From the Latin excoecare — to blind, alluding to the caustic sap of the foliage.
Shrubs or trees, evergreen, perennial,male and female flowers on the same plant; stems and foliage with copious white latex. Indumentum of simple, multicellular hairs. Stipules entire, inconspicuous, soon shed. Leaves alternate, stalked, unlobed, penninerved, glands at base of blade; margins entire or scalloped to saw-toothed. Inflorescences terminal or axillary, racemose or spike-like, solitary or fascicled, unisexual with flowers in dense clusters.
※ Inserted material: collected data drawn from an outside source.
PR #498, opened 2022-08-08
fix(testing): inject component states in connectedCallback

civing:
Instead of injecting states for unit testing in componentWillLoad inject
them in connectedCallback lifecycle method.

Some unit tests need the injected state already in connectedCallback.
Since they were not injected already some components in the production
code solves testability by having componentWillLoad call
connectedCallback. It's not a good practice to call a lifecycle method
inside another one. After this commit it should not be necesarry to do
so


packages/lime-web-components/src/testing/component-testing.ts
```diff
@@ -62,7 +62,7 @@ export function createComponent(
     componentConfigs.set(component.prototype, config);
     extendLifecycleHook(
         component.prototype,
-        'componentWillLoad',
+        'connectedCallback',
```
civing, line 65: I'm not 100% sure this lifecycle method is well suited for state injection since it will run every time the component is reattached to the DOM. Will this even happen outside some very elaborate unit test? If so, could we add some hidden state to the component to keep track if the states has been injected or not? ⁉️

On the other hand, forcing components to call a lifecycle method inside another lifecycle method (componentWillLoad -> connectedCallback) is arguably worse in my humble opinion.

adrianschmidt: I don't think we need to worry too much about the performance of disconnecting and then reattaching components in tests. If that's what you're worried about?

> On the other hand, forcing components to call a lifecycle method inside another lifecycle method (componentWillLoad -> connectedCallback) is arguably worse in my humble opinion.

Yes, that definitely sounds worse. Especially if that's something we're doing generally, not just in tests?

civing: I'm worried about that `initComponent` will be run for every `connectedCallback`. Some intricate test case might be screwed if we would run `initComponent` after every attach.

> Yes, that definitely sounds worse. Especially if that's something we're doing generally, not just in tests?

If you search for connectedCallback in for instance `lime-crm-components` you will find loads of these:
```javascript
public componentWillLoad() {
  this.connectedCallback();
}
```

adrianschmidt: Thinking about it, I don't think that's likely to actually be a problem, but I would probably prefer something like the following, which I'm fairly sure we also use in places:

```typescript
public componentWillLoad() {
	this.initialize();
}

public connectedCallback() {
	this.initialize();
}

private initialize = () => {
	…do stuff…
}
```

adrianschmidt: Come to think of it, I think `componentWillLoad` is the correct place to inject component state, because when a component first loads, `connectedCallback` is called first, and at that time, the state has not been injected, which is the whole reason we often need to run setup in both `connectedCallback` _and_ `componentWillLoad`.

So by injecting the state in `connectedCallback`, we open up the vast majority of our tests to false negatives; components that do their initialisation only in `connectedCallback`, but would actually have to run it in `componentWillLoad` too, will work just fine in test, but will fail in reality.

adrianschmidt: > But it happens, for instance when we use some decorators. In those cases the states will be fetched prior to `connectedCallback` but in the tests it would be injected before(?) `componentWillLoad` One example from the code were we need the state already in the connectedCallback. The state is constructed with the config decorator in production.
> 
> ```js
>    @State()
>     @Configs({
>         name: 'webclient_keyboard_shortcuts',
>     })
>     private config: KeyboardShortcutsConfig;
> 
>     public connectedCallback() {
>         if (!this.config) {
>             return;
>         }
> 
>         if (!this.subscription && !this.isEmptyContext(this.context)) {
>             this.subscription = this.focusedContextObserver
>                 .getObservable()
>                 .subscribe(this.handleContextFocusChange);
>         }
> 
>         this.updateKeybinding();
>     }
> 
>     public componentWillLoad() {
>         this.connectedCallback();
>     }
> ```

Have you actually checked that `this.config` is set the first time `connectedCallback` is called? (I haven't myself, so no shade if you didn't.) I'm thinking the `if (!this.config) { return; }` and the calling of `connectedCallback` from `componentWillLoad` is a fairly strong indicator that `this.config` isn't set when `connectedCallback` is called the first time… 🤔

The PR description says "Some unit tests need the injected state already in connectedCallback." I'm a little doubtful that's true. There are no tests failing currently, so I assume the tests mentioned are skipped, on a branch somewhere, or hypothetical? If they exist, are we sure they are even correct?

civing: Yeah, we found this issue when adding unit tests to one of @Befkadu1's PRs. Config was set in the browser but due to the lack of this PR not set in the tests. But now that you question it I start to second doubt that 😅

My theory is that calling `connectedCallback` from `componentWillLoad` was added to make the code testable.

adrianschmidt: > My theory is that calling `connectedCallback` from `componentWillLoad` was added to make the code testable.

Hmm… I hope that isn't the case… structuring code so that it's testable is one thing, but changing the behaviour of code just to make it testable, because the test doesn't represent reality, isn't ideal… 😞

I think I've also had cases where some "state" was accessible already in the initial `connectedCallback`, so it's very possible that that _is_ the case when using decorators. It's not the case when using `@Prop` though, unless something changed very recently. So I don't think it's a good idea to change so that we inject values for `@Prop`s in the first `connectedCallback`. I guess it's possible that we should do so in any subsequent `connectedCallbacks`… but now I'm starting to feel like we're mocking too much of what the browser is doing.

On that topic: Is the test in question a `spec` or `e2e` test? If it's a `spec`, could we avoid having to manually inject stuff like this by converting it to an `e2e` test instead, so it's run in an actual browser?

civing: Yeah, I'm a bit unsure however my fix is too much of a hack. At least it fixes the test framework in such a way that we can remove the workarounds in the production code. That is calling a lifecycle method from another lifecycle method.

> On that topic: Is the test in question a `spec` or `e2e` test? If it's a `spec`, could we avoid having to manually inject stuff like this by converting it to an `e2e` test instead, so it's run in an actual browser? (Maybe that's not at all the problem here—I'm just brainstorming a little 😅)

I don't think that would make a difference in this case though. 😞
In that case we need the decorators to inject the states and I don't think running in E2E mode would make them do that. If I'm not missing something fundamental that is 😊

civing: Maybe @jgroth can give us a second opinion here?

adrianschmidt: > At least it fixes the test framework in such a way that we can remove the workarounds in the production code. That is calling a lifecycle method from another lifecycle method.

If I recall correctly from two weeks ago, my whole argument is that this _isn't_ fixing the test framework. It's making the test framework do something that isn't happening in reality, so it's actually _breaking_ the test framework. I can't speak for the specific case you're looking at, but in general, having `componentWillLoad` call `connectedCallback`, or having both of them call a third function `initialize`, is not done because it's required to make the code testable, it's done because it's necessary for the code to work properly when run _for real_ in the browser, by a user, in production.

civing: Yeah okey. 👍 
When me and @Befkadu1 tested around it worked in the browser but we needed to call `connectedCallback` from within `componentWillLoad` to make it testable.

adrianschmidt: Yeah, it depends on what the component is doing while setting up. If it does anything that needs to be cleaned up on teardown, like adding event listeners manually (Stencil makes sure stuff like `@Watch` is cleaned up automatically), then you need to do the teardown in `disconnectedCallback`. But we can never know if `disconnectedCallback` is called because the component is being destroyed (_almost_ always the case) or because it's just being disconnected from the DOM in order to be connected again later, or in a different place (Stencil doesn't do this, but we can't know that someone doesn't write code that moves components around, so we have to take it into account). The problem is that if the component is reconnected again, only the `connectedCallback` will fire, not the `componentWillLoad`.

So, in your case (looking at the value of decorators, if I recall correctly?), the real world case only required you to do something in `connectedCallback`, because the values you needed have already been loaded in the very first `connectedCallback`.

The problem is that when you are looking at the value of `@Prop`s, the values are not available in the first `connectedCallback`. So you have to run the setup from `componentWillLoad`. But `componentWillLoad` won't run if the component is disconnected and then reconnected. So you have to run the setup from `connectedCallback` too. But if the test framework injects _all_ values in `connectedCallback`, a component reading from a `@Prop` will pass the tests but fail in reality.

Optimally, I guess we should make it possible to supply mock values in different groupings, one for decorator values, and one for props (and any others too, if there are other kinds(?)), and make them available in the phase they would be available in in reality.

Maybe, with the work you've done here, it wouldn't be too difficult to make that happen?

jgroth: :dizzy_face: 

There's a lot to read here, but I will try and give my 2¢ before doing that :smile: 

It's hard to write simple tests at the moment. There's too much boilerplate and you can quite often run into use cases where you have to create a lot of mocks and you end up copy/pasting a lot from other components. I want to make this easier. Part of that is probably to remove these hackish test functions altogether and do something more simple. 

The idea is to add a new platform type in limeclient.js, e.g. `TestPlatform`, that uses all the real service implementations and uses [mswjs](https://mswjs.io/) to mock network calls. This platform can be used when writing tests so we don't have to mock so much. It can also be used for creating live examples in documentation, i.e. like we have in lime-elements which probably would add a lot of value for others using the platform.

With this in mind, I _think_ all you would have to do in a test is to write something like this to setup your component

```tsx
import { newSpecPage } from '@stencil/core/testing';
import { createTestPlatform } from '@lundalogik/limeclient.js/testing';
import { MyCmp } from '../my-cmp';

let component;
let platform;
let context;

beforeEach(async () => {
    platform = await createTestPlatform();
    context = { limetype: 'deal', id: 1001 };
    const page = await newSpecPage({
        components: [MyCmp],
        template: <my-cmp platform={platform} context={context} someProp="test"/>,
    });
    await page.waitForChanges();
    component = page.root;
});
```

Note that there is no magic setup procedure here. All of it is using standard Stencil stuff and the component will be initialized with all the values given in the template.

jgroth: > My theory is that calling `connectedCallback` from `componentWillLoad` was added to make the code testable.

I very much hope this is not true :scream: 
If you have to modify your source code just to get the same behavior in the tests as running the code in the browser then there's obviously something wrong and a bug that needs to be fixed :smile: 

Have you tested this change in crm-components? Do all the tests pass?

civing: I can't remember now if I tested this change on all tests or only @Befkadu1 change...So I don't know if this change will brake these tests calling lifecycle methods from within a lifecycle method. However, when we have this change we can remove that behaviour from the production code alltogether 😄

civing:
Merging this PR will fail two tests in lime-crm-component. Those will be easily fixed by removing the chained life cycles in the production code. Here is a PR that does that https://github.com/Lundalogik/lime-crm-components/compare/fix_calling_of_lifecycle_hooks?expand=1

```
Summary of all failing tests
 FAIL  src/dock/dock.spec.tsx (6.766 s)
  ● registers the correct keybind

    expect(jest.fn()).toHaveBeenCalledTimes(expected)

    Expected number of calls: 1
    Received number of calls: 2

      105 |
      106 | test('registers the correct keybind', () => {
    > 107 |     expect(keybinds.bind).toHaveBeenCalledTimes(1);
          |                           ^
      108 |     expect(keybinds.bind).toHaveBeenCalledWith('Ctrl+O', command);
      109 | });
      110 |

      at Object.<anonymous> (src/dock/dock.spec.tsx:107:27)

 FAIL  src/action/action-button/action-button.spec.tsx (7.288 s)
  ● it registers the correct keybind

    expect(jest.fn()).toHaveBeenCalledTimes(expected)

    Expected number of calls: 1
    Received number of calls: 2

      81 |
      82 | test('it registers the correct keybind', () => {
    > 83 |     expect(keybinds.bind).toHaveBeenCalledTimes(1);
         |                           ^
      84 |     expect(keybinds.bind).toHaveBeenCalledWith('ctrl+alt+delete', command);
      85 | });
      86 |

      at Object.<anonymous> (src/action/action-button/action-button.spec.tsx:83:27)


Test Suites: 2 failed, 160 passed, 162 total
Tests:       2 failed, 9 skipped, 1366 passed, 1377 total
Snapshots:   0 total
Time:        24.249 s
Ran all test suites.
```

packages/lime-web-components/src/testing/component-testing.ts
adrianschmidt: I still don't think you've understood what I'm worried about here. I think we need to have a call. I'll ping you both in Slack.

adrianschmidt: I was the one not understanding 😁

Resolving!

adrianschmidt (approved):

Male flowers stalkless to stalked; calyx lobes 2-3, overlapping, free and more or less equal; petals absent; disk absent; stamens 2-8, filaments free and attached to a slightly raised receptacle. Female flowers stalked; calyx lobes 2-3, overlapping, free or shortly fused; petals absent; disk absent; ovary 2-3-chambered, ovules 1 per chamber; styles 2 or 3, free or united, simple. Fruits capsular, dehiscent, 3-lobed, surface smooth. Seeds roundish to ovoid, ecarunculate.
About 40 species in the Old World tropics and subtropics, 4 species in Australia. 1 non-Australian species is commonly cultivated.
Cuttings or seeds.
Shrubs or trees; stems and foliage with copious white latex; flowers not arranged in cyathia.
Airy Shaw (1980).
Source: (2002). Euphorbiaceae. In: . Horticultural Flora of South-eastern Australia. Volume 3. Flowering plants. Dicotyledons. Part 2. The identification of garden and cultivated plants. University of New South Wales Press.